Under the collaboration, Cytokinetics has exclusively licensed to Astellas the rights to co-develop and commercialize CK-2127107, a fast skeletal troponin activator drug candidate, for potential application in non-neuromuscular indications. CK-2127107, which is currently in Phase I clinical development, will be developed jointly by Cytokinetics and Astellas. Under the agreement, Cytokinetics will be primarily responsible for the conduct of Phase I clinical trials and certain Phase II readiness activities for CK-2127107 and Astellas will be primarily responsible for the conduct of subsequent development and commercialization activities for CK-2127107. Astellas will have exclusive rights to develop and commercialize other fast skeletal troponin activators in non-neuromuscular indications and to develop and commercialize other novel mechanism skeletal muscle activators in all indications, subject to certain Cytokinetics’ development and commercialization rights. Outside the collaboration, Cytokinetics will continue to independently develop tirasemtiv , a fast skeletal troponin activator currently in Phase II clinical trials, for the potential treatment of amyotrophic lateral sclerosis and other neuromuscular disorders.

Cytokinetics is eligible to receive over $40 million in the form of an upfront payment and reimbursement of sponsored research and development activities during the initial two years of the collaboration. In addition, Cytokinetics is eligible to receive over $450 million in pre-commercialization and commercialization milestones plus royalties. The parties will jointly conduct research to identify next-generation skeletal muscle activators to be nominated as drug candidates. Astellas will be responsible for the activities and costs associated with the development of collaboration products. Cytokinetics retains an option to conduct early-stage development for certain agreed indications at its initial expense, subject to reimbursement if development continues under the collaboration. Astellas will have the exclusive right to commercialize collaboration products worldwide, subject to Cytokinetics’ option to co-promote collaboration products in the United States and Canada. In connection with the co-promotion activities, Astellas will reimburse Cytokinetics for certain expenses associated with its promotion activities.

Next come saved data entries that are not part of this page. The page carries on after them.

PR #41, opened 2019-10-07
Add support for LWC modules from npm packages in lwc 1.1

muenzpraeger:
The current module resolution doesn't take into account modules that are imported via NPM.

As they need to be passed explicitly the dependencies of the current project are passed to the module resolver, similar as with `create-lwc-app`.

FYI @diervo


Templarian:
Will this handle someone placing their utils in a sub package? Haven't dived into all the resolver updates in `resolveModules` yet.

`foo-project` <- `foo-base-components` <- `foo-utils`

midzelis:
@trevor-bliss Can you please merge this when you get a chance.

Cytokinetics Conference Call / Webcast

Cytokinetics will host a conference call on Tuesday, June 25, 2013 at 8:00 a.m. Eastern Time. The conference call will be simultaneously webcast and will be accessible in the Investor Relations section of

 

[ * ] = Certain confidential information contained in this document, marked by brackets, has been omitted and filed separately with the Securities and Exchange Commission pursuant to rule 24b-2 of the Securities Exchange Act of 1934, as amended.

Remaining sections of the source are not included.